* ACTIVITY: Your reply should hold only the lines from the records below where "class" occurs.
___ TASK DATA
PR #415, opened 2021-08-03
Bring back guid error log verbosity

twolaw:
1ceb69d33b2a6f84465767357047663ce6b949a5 removed information (media type and media name) in two log messages, making more difficult for user to identify concerned media.

Exemple :
`Skipping <local://4392:<local:4392:<Movie:4392:Thomas-Vdb-Bon-Chien>>>: Provider local has no external Id`
became :
`Skipping local://4392: Provider local has no external Id`

This PR reverts it to bring back the full information in log messages.

### DIFF
--- a/plex_trakt_sync/media.py
+++ b/plex_trakt_sync/media.py
@@ -130,13 +130,13 @@ class MediaFactory:
 
     def resolve_guid(self, guid: PlexGuid, tm=None):
         if guid.provider in ["local", "none", "agents.none"]:
-            logger.warning(f"Skipping {guid}: Provider {guid.provider} has no external Id")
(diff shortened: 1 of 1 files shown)


glensc:
btw, you can use `inspect 4392` in those cases. gives a lot of info.

glensc:
this change is not accurate. the `guid` in error could be any entry from `pm.guids`, but formatting of `str(pm)` always takes first `pm.guid`: `guids[0]`.

a more accurate fix would be to revert this PR and add `__str__` method to `PlexGuid` that returns `guid.provider`, `guid.id`, `guid.pm.item.title` (or the like).

PR #424, opened 2021-08-06
Test against resolution width on collection metadata

chrillep:
test_collection_metadata.py fails as testdata has incorrect object

Fixes resolution in testdata


glensc:
Describe the problem in PR body please.

PR #426, opened 2021-08-08
Set timezone in collection metadata test

chrillep:
collection metadata test fails because of local timezone in datetime object

this sets utc timezone when creating datetime object


glensc:
much apprechiate!

chrillep:
this brings me closer to automating tests in a pipeline =) 
PR https://github.com/chrillep/PlexTraktSync/pull/24

Issue #431, opened 2021-08-09
increasing memory usage - potentially leak?


kimpenhaus:
### The problem

While I am facing an OAuth problem on my main machine (see: #392) I switched to the [docker image](https://ghcr.io/taxel/plextraktsync:latest) which started to be published couple of days ago. I have two libraries to be synchronized (movies, tv-shows) of mid size (~ 4.5k movies and ~ 324 tv-shows). Normally when building up new docker images I restrict them to ensure the docker host isn't affected. So I gave that docker 256MB memory - as I think that synchronizing from plex to trakt shouldn't be a memory consuming task. I then faced several restarts because memory went out. To have a complete run I needed to give that docker  2GB memory.

The memory chart for a complete run looks like:

<img width="579" alt="image" src="https://user-images.githubusercontent.com/575109/128664563-14001699-af0f-49e0-8c2d-cfcf842b4bed.png">

First I thought this might because of building up the cache but another run with complete cache looks quite similar:

<img width="575" alt="image" src="https://user-images.githubusercontent.com/575109/128664624-37804a1d-325c-4f73-a41e-17c5985d22b0.png">

You can see the drop after the first run and then increasing memory usage again.

The docker image used - is tagged latest and was of version 0.13.12 during the run.

### Expected behavior

I am not sure if this is by design but I would assume a synchronizing task to consume less and more constant memory. Main problem I see is with increasing library size memory consumption would also increase during synchronization, so that a docker image can't be restricted (otherwise would start to fail at some point)

### Steps to reproduce the behavior

I would think just start synchronizing a library and see memory consumption and which objects are not garbage collected after usage... 

### Workarounds

- increase memory

### Environment

- Version: 0.13.12
- Python version: 3.9.6
- Platform: docker

mcdallas:
It’s probably the unbound lru_cache on the @memoize decorator. This project is fixated on sync speed and pretty much every single function call is cached either in memory or on disk

glensc:
you can clear the cache, like this:
- https://github.com/Taxel/PlexTraktSync/blob/0.13.14/plex_trakt_sync/plex_api.py#L414

but it's tricky to figure when to call and how on what objects.


also, it's worth reviewing not to call memorize on things only called once:
- https://github.com/Taxel/PlexTraktSync/blob/0.13.14/plex_trakt_sync/plex_api.py#L251

glensc:
Some blog post about memory usage measurements:
[...]

PR #436, opened 2021-08-11
Buffer results in section.all() by page size

glensc:
Instead of getting all results via [plexapi.library.LibrarySection.all()], implement pager locally to buffer at most `X_PLEX_CONTAINER_SIZE` items at a time.

This should reduce memory consumption to a constant value.

Users with a large library may find the progress bar being more responsive: it starts to process items sooner.

[plexapi.library.LibrarySection.all()]: https://python-plexapi.readthedocs.io/en/latest/modules/library.html#plexapi.library.LibrarySection.all

NOTE: This uses private method section._buildSearchKey, which may break with any PlexAPI update. Instead, such yielding by page size should be implemented in PlexAPI itself.

About the implementation: it's important to have `fetch_items` with `@nocache` as a separate method (instead in method `all()` directly), as using `yield` in `all()` would pop out the no-cache behavior.

Refs:
- https://github.com/Taxel/PlexTraktSync/issues/431

### DIFF
--- a/plex_trakt_sync/plex_api.py
+++ b/plex_trakt_sync/plex_api.py
@@ -385,8 +385,8 @@ class PlexLibrarySection:
         return self.section.fetchItems(key, container_start=start, container_size=size)
 
     def items(self, max_items: int):
-        for item in (PlexLibraryItem(x) for x in self.all(max_items)):
-            yield item
+        for item in self.all(max_items):
+            yield PlexLibraryItem(item)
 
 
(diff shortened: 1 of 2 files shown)


glensc:
While timing is not important in this PR, I was curious any way so I measured

- before: 7.1s, 6.7s, 6.8s, 6.8s, 6.6s
- after: 6.9s, 6.3s, 6.6s, 6.2s, 6.5s

PR #439, opened 2021-08-12
Add `no-progress-bar` option to the sync and unmatched commands

Matty666:
to allow them to not use the progress bar, this can be used to simplify the output for non-interactive situations

### DIFF
--- a/plex_trakt_sync/commands/unmatched.py
+++ b/plex_trakt_sync/commands/unmatched.py
@@ -6,8 +6,15 @@ from plex_trakt_sync.factory import factory
 from plex_trakt_sync.walker import Walker
 
 
+@click.option(
+    "--no-progress-bar", "no_progress_bar",
+    type=bool,
+    default=False,
+    is_flag=True,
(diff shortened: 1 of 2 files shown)


glensc:
how about `--no-progess` or `--no-progessbar` instead?

Matty666:
Sure! I'll change it to that!

plex_trakt_sync/commands/unmatched.py
```diff
@@ -5,17 +5,24 @@
 from plex_trakt_sync.factory import factory
 from plex_trakt_sync.walker import Walker
 
-
```
glensc, line 8: restore two newlines here. some PEP style.

glensc:
update PR title to be accurate, and minor style fix. then this is ready to go!

plex_trakt_sync/commands/unmatched.py
Matty666: yeah sorry i missed that! done

PR #444, opened 2021-08-16
Drop TqdmLoggingHandler class

glensc:
`tqdm.tqdm` implements necessary `.write()` method, so it can be used as a stream.

refs https://github.com/Taxel/PlexTraktSync/pull/386

cc @mcdallas


mcdallas (approved):
👍

PR #457, opened 2021-08-29
Add env variables to override path for logs/configs/cache

glensc:
This is to simplify docker based deployments putting all files that are updated to a single directory.


glensc:
https://github.com/Taxel/PlexTraktSync/pull/458 uses /app/config for those configs, logs, cache paths. should we change app default as well?

PR #464, opened 2021-09-03
Print Plex play history on inspect

glensc:


plex_trakt_sync/plex_api.py
```diff
@@ -491,6 +501,21 @@ def delete_playlist(self, name: str):
         except (NotFound, BadRequest):
             logger.debug(f"Playlist '{name}' not found, so it could not be deleted")
 
+    @nocache
```
glensc, line 504: `@nocache` and yield don't play well:
- https://github.com/Taxel/PlexTraktSync/pull/466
______
* EXPECTED ANSWER:
@@ -130,13 +130,13 @@ class MediaFactory:
@@ -385,8 +385,8 @@ class PlexLibrarySection:
Drop TqdmLoggingHandler class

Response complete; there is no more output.